Intelligent HTML content extraction and merge tool for bidirectional document transformation

These details have not been verified by PyPI

Project links

Project description

HTMLAdapt: Intelligent HTML Content Extraction and Merge Tool

HTMLAdapt is a Python-based tool for bidirectional HTML document transformation that preserves structural integrity while enabling seamless content modification through an intermediate representation.
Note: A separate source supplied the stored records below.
Issue #75, opened 2016-08-13
Modules I use in `site-packages` are missing


ThomasBott:
There seem to be a lot of site-packages missing in the new version.
I use psutil and paramiko for example.

topic2k:
None of the core functions or plugins use those packages. That's why they are missing. If you want to use them, you have to put them for example into the directory of the plugin using it or into `..\EventGhost\lib27\site-packages`.

topic2k:
It looks like there are issues with timezones and/or dst.

blackwind:
> None of the core functions or plugins use those packages. That's why they are missing.

Yep. Specifically, they were removed because of #20. You no longer have to petition Pako to include modules you want to use -- just [install Python 2.7](https://www.python.org/ftp/python/2.7.12/python-2.7.12.msi) (x86 version, as it has to match EventGhost), run `pip install paramiko psutil`, and EventGhost will pick them up.

ThomasBott:
hmm, I see, I must have missed that.
When I put something in site-packages, will it be removed with an update of eventghost or will it stay there?

Also: I can't get paramiko to work with this verison of EG:
```
import paramiko
Traceback (most recent call last):
  File "<input>", line 1, in <module>
  File "C:\Python27\Lib\site-packages\paramiko\__init__.py", line 30, in <module>
    from paramiko.transport import SecurityOptions, Transport
  File "C:\Python27\Lib\site-packages\paramiko\transport.py", line 32, in <module>
    from cryptography.hazmat.backends import default_backend
  File "C:\Python27\Lib\site-packages\cryptography\hazmat\backends\__init__.py", line 7, in <module>
    import pkg_resources
  File "pkg_resources\__init__.pyc", line 68, in <module>
    t  File "pkg_resources\extern\__init__.pyc", line 60, in load_module
ImportError: The 'packaging' package is required; normally this is bundled with this package so if you get this warning, consult the packager of your distribution.
```
in python 2.7 natively it works just fine, any idea?

blackwind:
Incidentally, the commit for #81 fixes this as well, as we now bundle the full version of `pkg_resources`. Try beta2 when I release it later tonight. I'm able to successfully `import paramiko` now in my dev build.

> When I put something in site-packages, will it be removed with an update of eventghost or will it stay there?

It'll stay there, but I recommend you use `%PYTHONPATH%` instead. When we upgrade to a different version of Python, the `lib27` folder will no longer be loaded.

[...]

PR #79, opened 2016-08-13
Use the release name to check if it's newer than the installed version.

topic2k:
Currently the update check function checks if the release date is newer than the build time of the installed version. This is of course always true because the app has to be build before it is released. :smile:


blackwind:
Weird, didn't get a notification email for this, and didn't see it until just now, hours after I've already committed my own fix. Sorry about that. On the plus side, my fix fixes [this issue](https://github.com/EventGhost/EventGhost/issues/75#issuecomment-239647541) as well, so that's one less thing to worry about.

PR #87, opened 2025-04-23
Add custom port to backend

isaiahbjork:


markokraemer:
We are configuring the 1-click self-host per docker atm so we will potentially consider this then.

PR #88, opened 2025-04-23
Add stripe price IDs to env

isaiahbjork:
- Added new Stripe price ID variables to .env.example.
- Refactored siteConfig to use environment variables for Stripe price IDs for Free, Pro, and Enterprise plans to help with self-hosted users.


markokraemer:
Added a config with ENV_MODE "local" that disables billing so this wont be needed, but thank you!

PR #138, opened 2025-04-26
Local dev environment setup

safix-afk:
Adds Docker Compose, Makefile, env templates and docs for one-command local spin-up.

### DIFF
--- a/.github/workflows/ci.yml
+++ b/.github/workflows/ci.yml
@@ -1,0 +1,26 @@
+name: CI
+
+on:
+  push:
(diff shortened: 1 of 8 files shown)


markokraemer:
This is really good! Do you want to work on extending it further, also to add validation for the other API keys & tidying up the .env.examples etc...? We can sync on it briefly as well if you are available

oldschoola:
Is there a way so we can replace Daytona with something more local? so we dont have to depend on them.

PR #200, opened 2025-04-30
Fix: proper param_name for tool parameter mapping

mameshini:
Bug fix in tool parameter extraction.

The previous implementation was improperly using mapping.path for attribute names.
All parameters were assigned the same value as a first parameter.
This fix allows all parameters to be passed properly to the agent tools.


markokraemer:
Very good catch, I started investigating this

PR #207, opened 2025-05-01
feat: select model in frontend + google provider

Toddyclipsgg:
I added a feature that identifies which API KEY was configured in the .env, re-enabled the model selection button and integrated Google Provider!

Perfect for translation workflows, content editing, and HTML processing where maintaining original formatting and styling is critical.

Why HTMLAdapt?

When working with complex HTML documents that need translation or content editing, traditional approaches fall short:

Manual editing risks breaking structure and styling
Simple find-replace can't handle complex markup patterns
Existing tools lose crucial formatting and hierarchical relationships
Translation tools often mangle HTML or require extensive post-processing

HTMLAdapt solves these challenges with intelligent algorithms that understand HTML structure and preserve it through the entire edit-merge cycle.

How It Works

HTMLAdapt implements a sophisticated two-phase workflow:

1. Extract Phase

Transforms a complex original HTML document into two complementary representations:

Superset Document: The original HTML enhanced with unique IDs on all text-containing elements
Subset Document: A lightweight version containing only translatable content with preserved IDs

from htmladapt import HTMLExtractMergeTool

tool = HTMLExtractMergeTool()
superset_html, subset_html = tool.extract(original_html)

2. Merge Phase

Intelligently recombines edited content with the original structure using advanced reconciliation algorithms:

final_html = tool.merge(
    edited_subset_html,
    original_subset_html,
    superset_html,
    original_html
)

Key Features

Perfect Structure Preservation

Maintains all original HTML structure, CSS classes, JavaScript references, and formatting while allowing content modification.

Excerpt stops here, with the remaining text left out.